Image Processing in Driverless AI

Image processing in Driverless AI is a powerful tool that can be used to gain insight from digital images. The following sections describe Driverless AI’s image processing capabilities.

Supported File Types for Image processing
Uploading Image dataset to Driverless AI
Image Transformer: Use image transformers when a dataset contains both images and other feature types.
Image Model: Use an Image model when the only feature in the dataset is an image.
Deploying an Image Model to Production

Note

Image models from Driverless AI version 1.9.x aren’t supported in 1.10.x.
Image and NLP use cases in Driverless AI benefit significantly from GPU usage. For more information, see GPU usage in DAI.
You can share image datasets to H2O Storage (remote storage). For more information, see H2O Storage (remote storage) integration.

Supported File Types for Image processing

The following is a list of supported file types for image processing in Driverless AI:

Windows bitmaps - .bmp
JPEG files - .jpeg, .jpg, .jpe
JPEG 2000 files - .jp2
Portable Network Graphics - .png
WebP - .webp
Portable image format - .pbm, .pgm, .ppm, .pnm
TIFF files - .tiff, .tif
OpenEXR Image files - .exr
Radiance HDR - .hdr

Due to browser restrictions, images may not render for some formats (like .ppm, .tiff, .pnm and .exr) when viewing dataset rows from the GUI. These Images are still compatible with Driverless AI and will appear in the Insights column if DAI has insights to provide for them.

Ideally Driverless AI can support all OpenCV Image formats.

Uploading Data for Image Processing

Driverless AI supports multiple methods for uploading image datasets:

Archive with images in directories for each class. Labels for each class are automatically created based on directory hierarchy
Archive with images and a CSV file that contains at least one column with image names and a target column (best method for regression). Note that each image name must include the correct file extension.
CSV file with local paths to the images on the disk
CSV file with remote URLs to the images

Modeling Images

Driverless AI features two different approaches to modeling images.

Embeddings Transformer (Image Vectorizer)

The Image Vectorizer transformer utilizes TensorFlow pre-trained ImageNet models to convert a column with an image path or URI to an embeddings (vector) representation that is derived from the last global average pooling layer of the model. The resulting vector is then used for modeling in Driverless AI.

There are several options in the Expert Settings panel that let you configure the Image Vectorizer transformer. This panel is available from within the experiment page above the Scorer knob.
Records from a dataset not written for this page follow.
PR #755, opened 2025-10-20
fix(home-manager/delta): use new options

alapshin:
Update catppuccin-nix delta's config for https://github.com/nix-community/home-manager/pull/8006

### DIFF
--- a/modules/home-manager/delta.nix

For more information on expert settings in DAI, refer to Understanding Expert Settings.

Notes:

This modeling approach supports classification and regression experiments.
This modeling approach supports the use of mixed data types (any number of image columns, text columns, numeric or categorical columns)
The Image Vectorizer transformer can also be enabled with the Pipeline Building Recipe expert setting, which is located in the Experiment tab.

Automatic Image Model

Automatic Image Model is an AutoML model that accepts only an image and a label as input features. This model automatically selects hyperparameters such as learning rate, optimizer, batch size, and image input size. It also automates the training process by selecting the number of epochs, cropping strategy, augmentations, and learning rate scheduler.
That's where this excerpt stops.